Une grande partie des joueurs du XV de France vient du Sud-Ouest. Une fatalité ? © Michel Feltin-Palas

Toulouse, Castres, Perpignan, Montpellier... Encore une fois, le Midi de la France domine le XV tricolore qui affronte ce dimanche l'Italie. Une prédominance que l'on retrouve aussi dans notre championnat, puisque 27 des 30 équipes du Top 14 et de la pro D2 se situent au sud de la Loire. Les trois exceptions se situent toutes en région parisienne, avec le Stade français, le Racing et Massy.

Y aurait-il donc une fatalité géographique qui voudrait que Rugby rime avec Midi ? Ce n'est pas évident. Car il faut rappeler que le Havre fut le premier club créé dans l'Hexagone, en 1872 et que le premier championnat de France opposa 14 villes, dont 12 se situaient dans la région parisienne.

La fédération française de rugby essaie depuis longtemps d'inverser la tendance, en aidant les clubs du Nord à se structurer et en y organisant des rencontres internationales, comme ce sera le cas en Bretagne prochainement, avec le championnat du monde des moins de 20 ans.
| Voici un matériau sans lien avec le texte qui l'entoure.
PR #4068, opened 2018-10-12
[ENT-1774] FlowAsyncOperation deduplication ID

thschroeter:
A deduplication ID is passed as parameter to the `execute` method of `FlowAsyncOperation`.

### DIFF
--- a/core/src/main/kotlin/net/corda/core/internal/FlowAsyncOperation.kt
+++ b/core/src/main/kotlin/net/corda/core/internal/FlowAsyncOperation.kt
@@ -13,7 +13,7 @@ import net.corda.core.serialization.CordaSerializable
 @CordaSerializable
 interface FlowAsyncOperation<R : Any> {
     /** Performs the operation in a non-blocking fashion. */
-    fun execute(): CordaFuture<R>
+    fun execute(deduplicationId: String): CordaFuture<R>
 }
 // DOCEND FlowAsyncOperation
 
--- a/core/src/main/kotlin/net/corda/core/internal/FlowAsyncOperation.kt
+++ b/core/src/main/kotlin/net/corda/core/internal/FlowAsyncOperation.kt
@@ -12,7 +12,14 @@ import net.corda.core.serialization.CordaSerializable
  */
 @CordaSerializable
 interface FlowAsyncOperation<R : Any> {
-    /** Performs the operation in a non-blocking fashion. */
+    /**
+     * Performs the operation in a non-blocking fashion.
+     * @param deduplicationId  If the flow restarts from a checkpoint (due to node restart, or via a visit to the flow
+     * hospital following an error) the execute method might be called more than once by the Corda flow state machine.
+     * For each duplicate call, the deduplicationId is guaranteed to be the same allowing duplicate requests to be
+     * de-duplicated if necessary inside the execute method.
+     */
+
     fun execute(deduplicationId: String): CordaFuture<R>
 }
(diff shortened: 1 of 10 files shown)


thschroeter:
This will require some doc changes before merging.

core/src/main/kotlin/net/corda/core/internal/FlowAsyncOperation.kt
```diff
@@ -13,7 +13,7 @@ import net.corda.core.serialization.CordaSerializable
 @CordaSerializable
 interface FlowAsyncOperation<R : Any> {
     /** Performs the operation in a non-blocking fashion. */
```
rick-r3: Let's add a little more to the kdoc here.  We should document the behaviour with respect to the `deduplicationId`.  So add a `@param deduplicationId` line to the kdoc.  That is, if the flow restarts from a checkpoint (due to node restart, or via a visit to the flow hospital following an error) the `execute` method might be called more than once by the Corda flow state machine.  For each duplicate call, the `deduplicationId` is guaranteed to be the same allowing duplicate requests to be de-duplicated if necessary inside the `execute` method.

rick-r3: Can we also build a test to show the de-duplication ID is the same?  I have an idea how this might be done.  This PR is extending the `FlowRetryTest` https://github.com/corda/enterprise/pull/1448/files (I'm bringing this over to OS today).

Maybe you could copy the `RetryFlow` and modify it to instead have it do some async thing that put's the `deduplicationId` into a `Set` (the Set will need to be in a companion object to avoid being reset from a checkpoint).  If the `deduplicationId` is not in the set when adding it (to the set), throw the exception that causes the retry and if it is in the set let the flow complete.  The test checks the flow completes normally (should return the `String`, rather than throw `CordaRuntimeException`).  It's fine for it to be in the same `FlowRetryTest`.

core/src/main/kotlin/net/corda/core/internal/FlowAsyncOperation.kt
```diff
@@ -12,8 +12,15 @@ import net.corda.core.serialization.CordaSerializable
...
-    /** Performs the operation in a non-blocking fashion. */
-    fun execute(): CordaFuture<R>
+    /**
+     * Performs the operation in a non-blocking fashion.
+     * @param deduplicationId  If the flow restarts from a checkpoint (due to node restart, or via a visit to the flow
+     * hospital following an error) the execute method might be called more than once by the Corda flow state machine.
+     * For each duplicate call, the deduplicationId is guaranteed to be the same allowing duplicate requests to be
+     * de-duplicated if necessary inside the execute method.
+     */
+
```
adagys: unneeded line

node/src/main/kotlin/net/corda/node/services/statemachine/transitions/StartedFlowTransition.kt
```diff
@@ -411,7 +411,8 @@ class StartedFlowTransition(
 
     private fun executeAsyncOperation(flowIORequest: FlowIORequest.ExecuteAsyncOperation<*>): TransitionResult {
         return builder {
-            actions.add(Action.ExecuteAsyncOperation(flowIORequest.operation))
+            val deduplicationId = context.id.toString() +":"+ currentState.checkpoint.numberOfSuspends.toString()
```
adagys: can you add a comment why the number of suspends is needed?
also (minor) spaces are missing around ":"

Avec un certain succès, d'ailleurs : le nombre de clubs et de licenciés y est en forte hausse. Et lorsque l'équipe de France joue à Lille ou à Nantes, les stades sont plein.

Impossible, en revanche, de lancer à Nantes, à Lille ou à Strasbourg des clubs professionnels capables de rejoindre l'élite. Ce ne sont pourtant pas les joueurs de talents qui manquent. Non : le problème est que, dès qu'un jeune un tant soit peu prometteur est repéré, il est aussitôt contacté par un grand club, situé la plupart du temps au Sud. Morgan Parra est originaire de Metz, Florian Fritz de Sens, Maxime Mermoz des Vosges, mais ces trois internationaux jouent respectivement à Clermont, à Toulouse et à Toulon. Un cercle vicieux dont il est difficile de sortir.

Ce qui revient finalement à poser une autre question : pourquoi le Sud, et le Sud-Ouest en particulier, s'est-il pris de passion pour le ballon ovale ? Commençons par faire un sort à deux explications souvent citées. Je suis sceptique sur la pratique antérieure de la soule, car ce jeu très ancien se pratiquait surtout en Normandie et en Picardie, qui ne sont pas vraiment aujourd'hui des terres de rugby. Quant à l'influence supposée en Aquitaine de l'Angleterre, le pays qui a inventé ce sport, elle n'est guère plus convaincante : si cela était vrai, l'Aquitaine devrait aussi dominer le foot, un autre sport créé par les Anglais, ce qui n'est pas le cas.

D'autres raisons plus probantes sont avancées par les spécialistes. La météo très douce du Sud-Ouest, qui permet aux terrains de rester praticables l'hiver. La faible influence du catholicisme dans ces régions de tradition radical-socialiste, sachant que L'Eglise s'est longtemps méfiée d'un sport où les corps se touchent d'un peu trop près, et a plutôt privilégié dans ses patronages le foot et le basket. Il y a enfin, il y a surtout la culture locale, qui valorise les hommes puissants, mais aussi l'évitement -que l'on songe à la force basque ou aux courses landaises. Certains ont même établi un parallèle entre la césure Nord/Sud du rugby et d'autres lignes de partage de la France : les langues d'oil contre les langues d'oc, la culture du blé contre la culture de la vigne ou encore la pente des toits.

Si cela est vrai, si la passion pour le ballon ovale renvoie au fond à l'âme des peuples, alors Rugby a toutes les chances de rimer longtemps encore avec Midi.